Still, loanDepot is not facing an immediate liquidity crisis. The company reported $277.4 million in unrestricted cash and cash equivalents at March 31, along with $1.2 billion in available capacity under warehouse and other credit facilities. It also said it remained in compliance with its financial and regulatory capital requirements.
The underlying question is therefore not whether loanDepot can continue operating, but whether remaining independent offers shareholders greater long-term value than selling the company or portions of its assets.
The sale demand also comes while loanDepot is pursuing expansion rather than retrenchment.

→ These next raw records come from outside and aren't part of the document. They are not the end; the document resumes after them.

PR #5477, opened 2025-05-07
`<mdspan>`: Fix `layout_stride::mapping<E>::is_exhaustive()`

JMazurkiewicz:
Currently, our implementation of `layout_stride::mapping<E>::is_exhaustive()` gives incorrect result for some "unusual" extents. This PR attempts to fix it by adding a new way to compute an answer to the problem described in [[mdspan.layout.stride.obs]/5.2](http://eel.is/c++draft/mdspan.layout.stride.obs#5.2) and extra return paths for simple cases:

* When `E::rank() == 1`, `is_exhaustive()` returns `true` if and only if `stride(0) == 1`.
* When `E::rank() == 2`, `is_exhaustive()` returns `true` if and only if one of the strides is equal to `1` and the other stride is equal to extent corresponding to the previous stride.
* When two or more extents are equal to `0`, then `is_exhaustive()` always returns `false`.
* When there are no extents equal to `0` or `1` (these are "unusual" extents) this functions uses current method of comparing `required_span_size()` to `fwd-prod-of-extents(rank)` (extracted to separate function named `_Is_exhaustive_common_case`).
* Otherwise, `_Is_exhaustive_special_case` computes correct answer by finding a permutation of `(stride, extent)` pairs described in [[mdspan.layout.stride.obs]/5.2](http://eel.is/c++draft/mdspan.layout.stride.obs#obs-5.2). If such permutation does not exist this function returns `false`.
  * Sometimes, when one or more extents are equal to `1`, mapping might be exhaustive, but this function (because of the way it is described) should return `false`. For example:
  ```console
  extents = [4, 1]
  strides = [1, 5]
  required_span_size = 1 + (4 - 1) * 1 + (1 - 1) * 5 = 4
  fwd-prod-of-extents = 4 * 1 = 4 // equal to required_span_size, `_Is_exhaustive_common_case` would return true
  m(0, 0) = 0
  m(1, 0) = 1
  m(2, 0) = 2
  m(3, 0) = 3
  ```
  This mapping is clearly exhaustive according to [[mdspan.layout.reqmts]/16](http://eel.is/c++draft/mdspan.layout.reqmts#16), but not per [[mdspan.layout.stride.obs]/5.2](http://eel.is/c++draft/mdspan.layout.stride.obs#5.2).

`libc++` test fails now due to bogus test - mapping tested [here](https://github.com/llvm/llvm-project/blob/a061998a14a0ff16b633d6cf48c250d50c6acad2/libcxx/test/std/containers/views/mdspan/layout_stride/is_exhaustive_corner_case.pass.cpp#L40) is clearly not exhaustive (at least one of the strides should be equal to `1`). This also indicates that their implementation is incorrect.

### DIFF
--- a/tests/libcxx/expected_results.txt
+++ b/tests/libcxx/expected_results.txt
@@ -177,6 +177,9 @@ std/ranges/range.adaptors/range.join/range.join.iterator/arrow.pass.cpp FAIL
 # If any feature-test macro test is failing, this consolidated test will also fail.
 std/language.support/support.limits/support.limits.general/version.version.compile.pass.cpp FAIL
 
+# libc++ incorrectly implements `layout_stride::mapping<E>::is_exhaustive()`
+std/containers/views/mdspan/layout_stride/is_exhaustive_corner_case.pass.cpp FAIL
+
 
 # *** INTERACTIONS WITH MSVC THAT UPSTREAM LIKELY WON'T FIX ***
 # These tests set an allocator with a max_size() too small to default construct an unordered container
@@ -918,9 +921,6 @@ std/time/time.syn/formatter.month_day_last.pass.cpp FAIL
 
 # Our monotonic_buffer_resource takes "user" space for metadata, which it probably should not do.
 std/utilities/utility/mem.res/mem.res.monotonic.buffer/mem.res.monotonic.buffer.mem/allocate_with_initial_size.pass.cpp FAIL
-
-# Likely STL bug in layout_stride::mapping::is_exhaustive().
-std/containers/views/mdspan/layout_stride/is_exhaustive_corner_case.pass.cpp FAIL
 
 
 # *** NOT YET ANALYZED ***
--- a/tests/std/tests/P0009R18_mdspan_layout_stride/test.cpp
+++ b/tests/std/tests/P0009R18_mdspan_layout_stride/test.cpp
@@ -400,22 +400,85 @@ constexpr void check_required_span_size() {
 }
 
 constexpr void check_is_exhaustive() {
-    { // Check exhaustive mappings (all possibilities)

The lender returned to wholesale lending in March, adding a broker channel to its retail and direct-to-consumer operations. loanDepot founder, executive chairman, CEO and President Anthony Hsieh said the move would expand loanDepot’s multichannel origination strategy and complement its existing businesses. That creates a competing vision for the company: Randian is questioning whether loanDepot has sufficient scale to remain independent, while management is attempting to build that scale across additional origination channels.

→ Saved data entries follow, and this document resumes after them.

PR #5485, opened 2025-05-10
`vector_algorithms.cpp`: further cleanup

AlexGuteniev:
## search_n

Generalize the first step for every element size, making the whole approach more readable and use fewer lines of code.

## mismatch

Reduce element size variation. We can always compare bytewise, the division by element size would truncate the unneeded remainder length.

The 8 byte element instruction is a bit of odd ball 🎱. The SSE version has a bit higher CPU requirement (SSE4.2, not SSE2), it is a bit longer, and a bit less efficient. Still I don't think it is a performance change: I think the compiler would emit memory-operand version on AVX2 path, which does not differ in performance from the 1-byte equivalent.

## minmax_element

Just more tails closer to the function where they are used. Traits are used in all functions here, tails are only for `minmax_element`

## bitset from string

Move AVX2 exit intrinsic inside the implementation function to make the compiler emit a tail call. A perf change, though a very small one.

## bitset to string

Ditto. But this time it didn't help emitting tail call. Still done for consistency.


StephanTLavavej:

StephanTLavavej:
:broom: :broom: :broom:
===

PR #5487, opened 2025-05-10
`<regex>`: Cache bitmasks of negated character classes during matching

muellerj2:
Follow-up to #5403: Since the matcher class just got renamed, we can add some member variables to cache the bitmasks for negated character classes when such negated character classes appear in the regex. This way, we can avoid the class lookup whenever we encounter such character classes during matching.

I also removed the duplicated class-matching logic in `_Skip`: It was annoying to keep `_Skip` and `_Do_class` in sync, and the logic in `_Skip` is by far not as well-tested as `_Do_class`.

To fuse the duplicated logic, I changed `_Do_class` to no longer modify the matcher's current position. Instead, it now takes a position starting from which the class should match and returns the position *just after* the sequence actually matched by the class. (Note that this can be more than one character because of collating elements.) If the character class doesn't match, `_Do_class` just returns the starting position.

The current matcher position is now updated in `_Match_pat` after calling `_Do_class`, while `_Skip` just checks whether `_Do_class` returns the starting position or not.

### DIFF
--- a/stl/inc/regex
+++ b/stl/inc/regex
@@ -1657,6 +1657,17 @@ public:
           _Longest((_Re->_Flags & _Fl_longest) && !(_Mf & regex_constants::match_any)), _Traits(_Tr) {
         _Loop_vals.resize(_Re->_Loops);
         _Adl_verify_range(_Pfirst, _Plast);
+        if (_Re->_Flags & _Fl_begin_needs_w) {
+            _Char_class_w = _Lookup_char_class(static_cast<_Elem>('W'));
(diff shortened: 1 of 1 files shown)


StephanTLavavej (approved):

StephanTLavavej:
This is great, thank you! :heart_eyes_cat:

StephanTLavavej:

StephanTLavavej:
:dollar: :zero: :one: :diving_mask:
===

Randian Faces A Control Problem
Randian’s public campaign may draw attention to that question, but its ability to force the board’s hand appears limited.
The firm’s disclosed exposure to more than 250,000 shares represents less than one-tenth of 1% of loanDepot’s approximately 337 million Class A and Class B shares outstanding at the end of the first quarter. Because Randian’s exposure includes options, its actual voting position could be smaller.
Hsieh and his affiliates held approximately 31.8% of loanDepot’s voting power as of March 10, according to the company’s annual report. Together, Hsieh-affiliated shareholders and Parthenon Capital Partners controlled approximately 62.7%.
That concentrated ownership means Randian cannot realistically turn its proposal into a sale process without support from loanDepot’s most influential insiders. The company itself has acknowledged that the ownership structure may limit other shareholders’ ability to influence a merger, asset sale or other change-of-control transaction.
Randian also questioned whether loanDepot’s current leadership structure is best positioned to restore shareholder value and closed its letter with a pointed reference to freeing Hsieh’s time “for the open water.”
The “open water” reference may allude to Hsieh’s boating interests, although Randian did not explain the remark. Hsieh owns the Bad Company sportfishing fleet and founded the War Heroes on Water tournament for combat-wounded veterans. Under an employment agreement effective March 1, 2026, loanDepot may reimburse Hsieh for up to $400,000 annually for business-related use of aircraft or watercraft that he owns or leases.
The personal barb may generate attention, but Randian’s more consequential challenge is financial: loanDepot has expanded production and accumulated a sizable servicing asset without establishing consistent profitability or restoring its public valuation.
Whether that argument produces a formal strategic review will ultimately depend less on Randian’s relatively small position than on whether Hsieh, Parthenon and the board agree that loanDepot’s assets would be worth more inside a larger mortgage platform.